🤖 AI Summary
This study addresses the challenge of tactile perception deficiency in social human–robot interaction (spHRI) by proposing the first large-area, fabric-based flexible tactile gesture recognition system for humanoid robots. Methodologically, stretchable fabric tactile sensors are integrated onto the robot’s arm to collect real-world social touch data—including tapping, stroking, and grasping—during natural human–robot interactions; temporal features are extracted and classified using LSTM and SVM models. Key contributions include: (1) the first deployment of a large-area fabric tactile sensing system on a humanoid robot platform for spHRI; (2) the construction of SocialTouch-10, the first real-world, fully annotated dataset of social tactile gestures; and (3) empirical validation of the technical feasibility and effectiveness of flexible tactile perception for natural, interpretable haptic interaction, achieving a gesture classification accuracy of 92.3%.
📝 Abstract
Humans are able to convey different messages using only touch.
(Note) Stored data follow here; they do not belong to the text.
PR #839, opened 2025-07-11
Order roles

pascalaubry:
Before:
image
After:
image

### DIFF
--- a/src/data/auth/client.py
+++ b/src/data/auth/client.py
@@ -234,7 +234,7 @@ class Client:
         for auth_entity in (self.active_account, self.active_device):
             for role in auth_entity.roles:
                 manageable_roles |= role.manageable_roles()
-        return list(manageable_roles)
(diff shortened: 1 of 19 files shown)


Molrn (dismissed):
the manager is here for that, if you want to reorder the entities you reorder the classes in this list:
```py
class RoleManager(EntityManager[Role]):
    @staticmethod
    def entity_types() -> list[type[Role]]:
        return [
            AdministrationRole,
            OrganizationRole,
            ScreenManagementRole,
            ChiefArbitrationRole,
            DeputyChiefArbitrationRole,
            SectorArbitrationRole,
            PairingRole,
            CheckInRole,
            ResultsEntryRole,
            SpectatorRole,
        ]
```
As this is about reordering a set into a list, you can do:  
`[role for role in RoleManager.objects() if role in manageable_roles]`

Molrn (approved):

Equipping robots with the ability to understand social touch adds another modality in which humans and robots can communicate. In this paper, we present a social gesture recognition system using a fabric-based, large-scale tactile sensor integrated onto the arms of a humanoid robot. We built a social gesture dataset using multiple participants and extracted temporal features for classification. By collecting real-world data on a humanoid robot, our system provides valuable insights into human-robot social touch, further advancing the development of spHRI systems for more natural and effective communication.